EXERCISE DETAILS: Read the data below. Every line holding the string "confused" must be copied.

Stored data entries:
PR #2669, opened 2022-05-23
core/muxing: Remove the `StreamMuxer::flush_all` function

thomaseizinger:
# Description

`libp2p-core` provides the `StreamMuxer` abstraction so it can provide
functionality that abstracts over this trait.

We never use the `flush_all` function as part of our abstractions.
No one else is going to use it so we can remove it from the abstraction.

- Extracted out of https://github.com/libp2p/rust-libp2p/pull/2648.

## Change checklist

### DIFF
--- a/core/src/muxing/singleton.rs
+++ b/core/src/muxing/singleton.rs
@@ -149,7 +149,7 @@ where
 
     fn destroy_substream(&self, _: Self::Substream) {}
 
-    fn poll_close(&self, cx: &mut Context<'_>) -> Poll<Result<(), io::Error>> {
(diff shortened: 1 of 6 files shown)


mxinden (approved):
:pray:

core/src/muxing/singleton.rs
```diff
@@ -150,11 +150,6 @@ where
     fn destroy_substream(&self, _: Self::Substream) {}
 
     fn poll_close(&self, cx: &mut Context<'_>) -> Poll<Result<(), io::Error>> {
```
mxinden:
```suggestion
    fn poll_close(&self, _cx: &mut Context<'_>) -> Poll<Result<(), io::Error>> {
```

PR #2670, opened 2022-05-23
transports/tcp: Fix port reuse using Arc<RwLock> for listen_addrs

stormshield-pj50:
Sponsored by: Stormshield

# Description
See reported issue https://github.com/libp2p/rust-libp2p/issues/2651 for details.

## Change checklist
- two tests in transports/tcp (port_reuse_dialing and port_reuse_listening) have been enhanced for testing fixed regression.
- protocols/dcutr/examples test has been run successfully with the fix.

### DIFF
--- a/transports/tcp/src/lib.rs
+++ b/transports/tcp/src/lib.rs
@@ -59,6 +59,7 @@ use std::{
     io,
     net::{IpAddr, Ipv4Addr, Ipv6Addr, SocketAddr, TcpListener},
     pin::Pin,
+    sync::{Arc, RwLock},
     task::{Context, Poll},
     time::Duration,
 };
@@ -95,7 +96,7 @@ enum PortReuse {
     Enabled {
         /// The addresses and ports of the listening sockets
         /// registered as eligible for port reuse when dialing.
-        listen_addrs: HashSet<(IpAddr, Port)>,
+        listen_addrs: Arc<RwLock<HashSet<(IpAddr, Port)>>>,
     },
 }
 
@@ -106,7 +107,10 @@ impl PortReuse {
     fn register(&mut self, ip: IpAddr, port: Port) {
         if let PortReuse::Enabled { listen_addrs } = self {
             log::trace!("Registering for port reuse: {}:{}", ip, port);
-            listen_addrs.insert((ip, port));
+            listen_addrs
+                .write()
+                .expect("`register()` and `unregister()` never panic while holding the lock")
+                .insert((ip, port));
         }
     }
 
@@ -116,7 +120,10 @@ impl PortReuse {
     fn unregister(&mut self, ip: IpAddr, port: Port) {
         if let PortReuse::Enabled { listen_addrs } = self {
             log::trace!("Unregistering for port reuse: {}:{}", ip, port);
-            listen_addrs.remove(&(ip, port));
+            listen_addrs
+                .write()
+                .expect("`register()` and `unregister()` never panic while holding the lock")
+                .remove(&(ip, port));
         }
     }
 
@@ -131,7 +138,11 @@ impl PortReuse {
     /// listening socket address is found.
     fn local_dial_addr(&self, remote_ip: &IpAddr) -> Option<SocketAddr> {
         if let PortReuse::Enabled { listen_addrs } = self {
-            for (ip, port) in listen_addrs.iter() {
+            for (ip, port) in listen_addrs
+                .read()
+                .expect("`local_dial_addr` never panic while holding the lock")
+                .iter()
+            {
                 if ip.is_ipv4() == remote_ip.is_ipv4()
                     && ip.is_loopback() == remote_ip.is_loopback()
                 {
@@ -286,7 +297,7 @@ where
     pub fn port_reuse(mut self, port_reuse: bool) -> Self {
         self.port_reuse = if port_reuse {
             PortReuse::Enabled {
-                listen_addrs: HashSet::new(),
+                listen_addrs: Arc::new(RwLock::new(HashSet::new())),
             }
         } else {
             PortReuse::Disabled
@@ -707,7 +718,7 @@ fn ip_to_multiaddr(ip: IpAddr, port: u16) -> Multiaddr {
 #[cfg(test)]
 mod tests {
     use super::*;
-    use futures::channel::mpsc;
+    use futures::channel::{mpsc, oneshot};
 
     #[test]
     fn multiaddr_to_tcp_conversion() {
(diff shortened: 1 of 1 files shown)


transports/tcp/src/lib.rs
```diff
@@ -106,7 +107,10 @@ impl PortReuse {
     fn register(&mut self, ip: IpAddr, port: Port) {
         if let PortReuse::Enabled { listen_addrs } = self {
             log::trace!("Registering for port reuse: {}:{}", ip, port);
-            listen_addrs.insert((ip, port));
+            listen_addrs
+                .write()
+                .expect("`register()` and `unregister()` never panic while holding the lock")
```
mxinden, line 112: I will update these in a follow up pull request.

transports/tcp/src/lib.rs
```diff
@@ -927,7 +938,16 @@ mod tests {
...
+                    // Check that tcp and listener share the same port reuse SocketAddr
+                    let port_reuse_tcp = tcp.port_reuse.local_dial_addr(&listener.listen_addr.ip());
+                    let port_reuse_listener = listener
+                        .port_reuse
+                        .local_dial_addr(&listener.listen_addr.ip());
+                    assert!(port_reuse_tcp.is_some());
+                    assert_eq!(port_reuse_tcp, port_reuse_listener);
+
                     // Obtain a future socket through dialing
+                    // FIXME: Check that the port used by socket is the same as the port returned by local_dial_addr
```
mxinden: How about checking the `ListenerEvent::Upgrade { remote_addr, ..}` in `async fn listener` above instead?

mxinden (commented):
Thank you @pj50 for providing the patch as well as augmenting the test.

With this change, I find the cloning behavior of `GenTcpConfig` non-intuitive, given that the clone would share the `listen_addrs` field when `PortReuse::Enabled`.

What do you think of removing the derived `Clone` on `GenTcpConfig`?


``` diff
diff --git a/transports/tcp/src/lib.rs b/transports/tcp/src/lib.rs
index 6e6eb771..0badcc24 100644
--- a/transports/tcp/src/lib.rs
+++ b/transports/tcp/src/lib.rs
@@ -66,7 +66,7 @@ use std::{
 use provider::{IfEvent, Provider};
 
 /// The configuration for a TCP/IP transport capability for libp2p.
-#[derive(Clone, Debug)]
+#[derive(Debug)]
 pub struct GenTcpConfig<T> {
     /// The type of the I/O provider.
     _impl: std::marker::PhantomData<T>,
@@ -247,7 +247,7 @@ where
     /// let listen_addr2: Multiaddr = "/ip4/127.0.0.1/tcp/9002".parse().unwrap();
     ///
     /// let mut tcp1 = TcpConfig::new().port_reuse(true);
-    /// let mut listener1 = tcp1.clone().listen_on(listen_addr1.clone()).expect("listener");
+    /// let mut listener1 = tcp1.listen_on(listen_addr1.clone()).expect("listener");
     /// match listener1.next().await.expect("event")? {
     ///     ListenerEvent::NewAddress(listen_addr) => {
     ///         println!("Listening on {:?}", listen_addr);
@@ -258,7 +258,7 @@ where
     /// }
     ///
     /// let mut tcp2 = TcpConfig::new().port_reuse(true);
-    /// let mut listener2 = tcp2.clone().listen_on(listen_addr2).expect("listener");
+    /// let mut listener2 = tcp2.listen_on(listen_addr2).expect("listener");
     /// match listener2.next().await.expect("event")? {
     ///     ListenerEvent::NewAddress(listen_addr) => {
     ///         println!("Listening on {:?}", listen_addr);
```

mxinden:
> Sponsored by: Stormshield

You asked whether this can be included in the git history. I am not sure what legal implications this might have. For the sake of simplicity I would not include it. Is that fine by you?

That is not to say, that I don't appreciate the sponsorship! Thanks for the help.

transports/tcp/src/lib.rs
stormshield-pj50: If you remove Clone on GenTcpConfig what about GenDnsConfig<GenTcpConfig, ...> which also implements Clone ?

transports/tcp/src/lib.rs
stormshield-pj50: OK I updated the code using an mpsc channel to pass the reused port between the dialer and the listener, and cheking in the listener upgrade event that the remote port is the same as the one received in the channel.

transports/tcp/src/lib.rs
```diff
@@ -943,8 +985,9 @@ mod tests {
             #[cfg(feature = "async-io")]
             {
                 let (ready_tx, ready_rx) = mpsc::channel(1);
-                let listener = listener::<async_io::Tcp>(addr.clone(), ready_tx);
-                let dialer = dialer::<async_io::Tcp>(addr.clone(), ready_rx);
+                let (port_reuse_tx, port_reuse_rx) = mpsc::channel(1);
```
mxinden: How about using a oneshot here?

https://docs.rs/futures/latest/futures/channel/oneshot/fn.channel.html

transports/tcp/src/lib.rs
```diff
@@ -900,15 +911,28 @@ mod tests {
...
-                    ListenerEvent::Upgrade { upgrade, .. } => {
+                    ListenerEvent::Upgrade {
+                        upgrade,
+                        local_addr: _,
+                        mut remote_addr,
+                    } => {
+                        // Receive the dialer tcp port reuse
+                        let remote_port_reuse = port_reuse_rx.next().await.unwrap();
+                        // And check it is the same as the remote port used for upgrade
+                        assert_eq!(remote_addr.pop().unwrap(), remote_port_reuse);
```
mxinden: :pray:

transports/tcp/src/lib.rs
mxinden: I would advocate for removing `Clone` from `GenDnsConfig` as well, though I would prefer that to happen in a separate pull request.

Can `GenDnsConfig` be `Clone` even if it is wrapping ` GenTcpConfig` which is not `Clone`?

Yes, given that `GenDnsConfig` wraps the `GenTcpConfig` in an `Arc<Mutex<_>>`.

Hope I am not missing something @pj50.

mxinden (commented):
Thanks for the addition to the tests!

Followed up on the `Clone` discussion. What do you think?

transports/tcp/src/lib.rs
stormshield-pj50: OK. Updated the commit with a oneshot.

transports/tcp/src/lib.rs
stormshield-pj50: I tried removing Clone from GenDnsConfig, however
https://github.com/libp2p/rust-libp2p/blob/4aa84bf7cd78c8553294f4f352fce9e20b6fbd4e/src/lib.rs#L206
does not compile any more. I don't know how to fix it properly, so I leave it to you, and you're right I think it would be much better to fix it in another pull request.

transports/tcp/src/lib.rs
```diff
@@ -953,8 +995,9 @@ mod tests {
             #[cfg(feature = "tokio")]
             {
                 let (ready_tx, ready_rx) = mpsc::channel(1);
-                let listener = listener::<tokio::Tcp>(addr.clone(), ready_tx);
-                let dialer = dialer::<tokio::Tcp>(addr.clone(), ready_rx);
+                let (port_reuse_tx, port_reuse_rx) = oneshot: channel();
```
```suggestion
                let (port_reuse_tx, port_reuse_rx) = oneshot::channel();
```

mxinden (approved):
Thanks @pj50 for the help here, going all the way from debugging to proposing the fix :pray:

PR #2679, opened 2022-05-29
protocols/dcutr/examples: Set libp2p-ping to keep conn alive

mxinden:
# Description

The example is for testing out the hole punching capabilities only. Thus best to
remove the complexity of connection keep alives via the ping protocol.

Might make https://github.com/libp2p/rust-libp2p/issues/2609#issuecomment-1135270283 easier to debug. //CC @T2JOESl4m2ZpNC

## Change checklist

### DIFF
--- a/protocols/dcutr/examples/client.rs
+++ b/protocols/dcutr/examples/client.rs
@@ -145,7 +145,7 @@ fn main() -> Result<(), Box<dyn Error>> {
 
     let behaviour = Behaviour {
         relay_client: client,
-        ping: Ping::new(PingConfig::new()),
+        ping: Ping::new(PingConfig::new().with_keep_alive(true)),
         identify: Identify::new(IdentifyConfig::new(
             "/TODO/0.0.1".to_string(),
             local_key.public(),


thomaseizinger (commented):
I am okay with the change but confused by your PR description.

> Thus best to remove the complexity of connection keep alives via the ping protocol.

You are talking about removing but the diff says you are activating `keep_alive`?

thomaseizinger (approved):
Ah, I think it just clicked for me.

I think what is meant is: Keeping a connection alive without ping is complex and by activating ping's `keep-alive` feature, we remove this complexity.

elenaf9 (changes requested):
Not sure if I understand this change. How is not keeping the connection alive currently causing additional complexity? 
As a listener, we keep a long-lived connection to the relay anyway, and as a dialer we only want to try hole-punching to the target. After the hole-punch we exchange Identify events and I think it makes sense that the connection eventually closes again.  
With the keep alive as a dialer we would keep the connection to the relay, and even after both client successfully hole-punched they would still also keep their relayed connection alive. If someone would be using this example as a reference it might cause some unwanted behaviour for them.

mxinden:
> With the keep alive as a dialer we would keep the connection to the relay, and even after both client successfully hole-punched they would still also keep their relayed connection alive. If someone would be using this example as a reference it might cause some unwanted behaviour for them.

True, though users seem to be confused that they get a `DirectConnectionUpgradeSucceeded` followed by a `ConnectionClosed`.

I don't have a strong opinion here. You have a good point above. As a compromise, how about calling out that one would not use `keep_alive(true)` in production code?

PR #2681, opened 2022-05-30
protocols/request-response: close io after reading response

melekes:
Otherwise `read_response` will be always failing.

# Description

This PR fixes an issue (unless this is not a bug, but a feature 😆) with `OutboundUpgrade` for `RequestProtocol` where IO was closed before reading the response. Note this is different from `inbound_upgrade` above where IO is closed after the response is written (i.e. after we're done with IO).

## Change checklist

- [ ] ~~I have made corresponding changes to the documentation~~

### DIFF
--- a/protocols/request-response/src/handler/protocol.rs
+++ b/protocols/request-response/src/handler/protocol.rs
@@ -179,9 +179,9 @@ where
         async move {
             let write = self.codec.write_request(&protocol, &mut io, self.request);
             write.await?;
-            io.close().await?;
             let read = self.codec.read_response(&protocol, &mut io);
             let response = read.await?;
+            io.close().await?;
             Ok(response)
         }
         .boxed()


melekes:
Please let me know if this deserves a changelog entry or you want me to try to write a test.

tomaka:
This is intentional. It's only the writing side that is closed when `close()` is called, not the reading side.

melekes:
> This is intentional. It's only the writing side that is closed when `close()` is called, not the reading side.

Hmm.. what about protocols where closing "writing" side immediately leads to closing of the "reading" side? Even if that was the intention, can we still move the `io.close`? Honestly even looking at this code confuses me because `io` is closed before  it's used in `read_response` (i.e. there's no indication in the code that `io.close` only closes "writing" side)

thomaseizinger:
> (i.e. there's no indication in the code that `io.close` only closes "writing" side)

Unless I am mistaken, this should be apparent from looking at the [`AsyncRead`](https://docs.rs/futures/0.3.21/futures/io/trait.AsyncRead.html) and [`AsyncWrite`](https://docs.rs/futures/0.3.21/futures/io/trait.AsyncWrite.html) traits. You cannot close a `AsyncRead`, only `AsyncWrite` offers the `poll_close` function.

tomaka:
> Hmm.. what about protocols where closing "writing" side immediately leads to closing of the "reading" side?

The contract of the `StreamMuxer` trait is that calling `shutdown_substream` only closes the writing side, and that when that happens then the other side will receive `Ok(0)` (i.e. EOF) when they call `read_substream`.
If WebRTC can't support this, then we have to modify the trait.

> Even if that was the intention, can we still move the io.close?

Changing the way the trait is used just so that you don't hit a bug is not a solution.

PR #705, opened 2015-10-15
Rubocop: enforce single quotes

jessieay:


jessieay:
this will probably fail code climate but want to get consensus before going through and changing all the quotes

pkarman:
TBH I'm somewhat mixed on this topic. I actually prefer double quotes for string literals because I find it easier later if I am refactoring and need to add some interpolated value to the string.

E.g. if this:
```
if foo == 'bar'
```
later needs to become this:
```
if foo == "bar #{color}"
```
it becomes quite possible that I will miss the single-vs-double quote and do this:
```
if foo == 'bar #{color}'
```
which will Fail.

This post shares my bias: http://anti-pattern.com/always-use-double-quoted-strings-in-ruby

OTOH, I understand all the valid reasons single quotes are preferred. This thread is illustrative of the (cultural) divide: https://github.com/bbatsov/ruby-style-guide/issues/96

jessieay:
@pkarman I also prefer double quotes for the reasons you list above! 

But what I prefer most of all is consistency, so I am happy to stick with single quotes if that is what *most* people want. It does appear that there are a lot of single quotes in this project, but there are a lot of dubs, too.

pkarman:
we are a caucus of 2! who is with us?!

I will confess to sometimes being inconsistent myself on this score. When defining constants, e.g., I will often use single quotes because I never expect a constant to require interpolation later. Likewise in some tests I am sometimes lazy. It's the SHIFT key after all, isn't it? ;)

afeld:
A couple data points:

* My style (which I admit is...unique) is to use double-quoted strings for things like phrases/sentences, and single quotes for things like hash keys.
* GitHub Inc. uses double quotes everywhere, for [the reasons above](#issuecomment-148484659).

I'm +0 on the change, but would favor merging this with Code Climate failing rather than going through and changing every occurrence, since that causes merge conflict headaches with all the other open PRs. Code Climate will run the checks for any new PRs going forward, so it can be changed over incrementally.

jessieay:
@afeld if we are all open to the idea of standardizing, and there is some agreement on double quotes, what about changing this rule to enforce double quotes everywhere? 

I am +1 to your idea of merging with CC failing

afeld:
@jessieay My attitude toward coding style is that I'm not completely opposed to standardizing across a project/team, but I also wouldn't ever want to hold up a bugfix or feature for something tiny like single vs. double quotes; the benefit doesn't outweigh the cost, in my opinion. You'll notice that we have disabled more and more `Style` cops in [the Rubocop config](https://github.com/18F/C2/blob/master/.rubocop.yml) over time, rather than the other way around.

All of that being said, I defer to the will of the team.

pkarman:
I am reluctant to add more rules, esp since this is really a (personal) style thing. It seems we're all on the same page that we use double quotes most of the time, and when we don't, we probably have a reason not to. I would like to avoid getting dinged by code climate when I consider my judgement superior on such a small thing.

jessieay:
@pkarman @afeld 

> My attitude toward coding style is that I'm not completely opposed to standardizing across a project/team, but I also wouldn't ever want to hold up a bugfix or feature for something tiny like single vs. double quotes

I also don't think it should hold it up. As a reviewer, I would never want to not merge a PR because of something small like single/double quotes. This is why automated tools are helpful - if we have a rule for this in rubocop, the PR author will address any style issues before the PR is reviewed.

> this is really a (personal) style thing

yes, not trying to determine which style is superior or anything like that. Just trying to standardize on one so that the app has a consistent style. 

The benefit of a consistent style is that it makes it easier to read and navigate a project if there a certain established norms. Single/double quotes is just one small thing, but it is part of a larger whole that we should also be working to make more consistent. If we all just write Ruby according to our own personal styles, this app will become more difficult to understand and then difficult to contribute to. 

####

Most importantly, I would like the enforcement of these rules to be programmatic. 

We are much too talented a crew to be spending our time doing pull request reviews with comments like "use double quotes here?" or "Stay away from ternary operators, please" or "Avoid !!" -

Rubocop should deal with all of those things so we can focus on things that a regex could never detect. Naming. Organization. Different implementation ideas. 

As I see it, the options are: 

1) Don't worry about consistent style (no Rubocop, no PR comments about style)
2) Worry about consistent style but allow for exceptions by not using Rubocop for enforcement
3) Use Rubocop to enforce consistent style

I think there are major problems with the first 2 for the reasons explain above. So I vote for option 3.

Interested to hear from @annalee and @yozlet  on this, too.

annalee:
I agree that standards are good and that, in general, automatic enforcement is better than copyediting PRs.

I also favor defaulting to double quotes for reasons already discussed.

yozlet:
What @annalee said.

pkarman:
To be clear: I like 3) Use Rubocop to enforce consistent style, in general.

For this particular issue, I don't want Rubocop to flag this as a violation:
```
 FOO = 'bar'
```
when I have very intentionally used single quotes in my constant definition because I know that a constant should (a) never need interpolation in its definition and (b) single quotes enforce the grokability of "this is a static string".

That said, if we all decide this is preferred:
```
FOO = "bar"
```
then so be it, I will defer.

jessieay:
@pkarman @yozlet @annalee @afeld 

Changed this to standardize on double quotes. Sounds like we have consensus on that.

pkarman:
So 'be' "it".

PR #706, opened 2015-10-16
improve availability of production

afeld:
I've been seeing the app hanging and `502 Bad Gateway` errors when trying to load the site a few times recently, and yesterday at 5pm ET the app was `down` for no particular reason. After looking at the top graph in New Relic, I believe the problem is a memory constraint during garbage collection.

screen shot 2015-10-15 at 5 37 56 pm

There may be other issues that are causing us to consume that much memory, but increasing the instance capacity and having a backup instance in production should at least keep it from crashing. See the individual commits for more explanation of the changes.

### DIFF
--- a/.env.example
+++ b/.env.example
@@ -18,7 +18,6 @@ MYUSA_SECRET: consumer_secret_key
 # DEFAULT_URL_SCHEME
 # FORCE_USER_ID=123456
 # GA_TRACKING_ID
-# MAX_THREADS
 # MYUSA_URL
 # NCR_BA61_TIER1_BUDGET_MAILBOX
 # NCR_BA61_TIER2_BUDGET_MAILBOX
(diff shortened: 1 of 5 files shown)


jessieay:
Since we can change this with ENV var value changes rather than code, is it worth trying to change the env var vals first and then hard-coding defaults later if it turns out to be a good change?

afeld:
@jessieay The issue this PR is (attempting to) solve is hitting the memory limit within individual instances. By increasing the number of `instances`, we are improving availability in case one of them _does_ crash. Two `instances` means we will have twice as many server threads available, but we already had more capacity than needed, so I reduced the number to keep our capacity about equivalent to what it was before. Does that make sense?

> is it worth trying to change the env var vals first and then hard-coding defaults

I mean, I'm kinda in favor of the "configuration as code" idea...this way we can see the history.

---

@dlapiduz Would love feedback in general!

pkarman:
+1 to config in code. Even if we are experimenting, I like the see the version history of the experiment.

jessieay:
@pkarman @afeld I am totally fine with that, but should we remove the `MAX_THREADS` env var since we don't appear to be using it?

afeld:
Updated!

jessieay:
@afeld :+1: :ship: just waiting for Code Climate to pass before merging

jessieay:
MERGING (doesn't appear that this needs QA)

REPLY TO THE TASK:
I am okay with the change but confused by your PR description.
True, though users seem to be confused that they get a `DirectConnectionUpgradeSucceeded` followed by a `ConnectionClosed`.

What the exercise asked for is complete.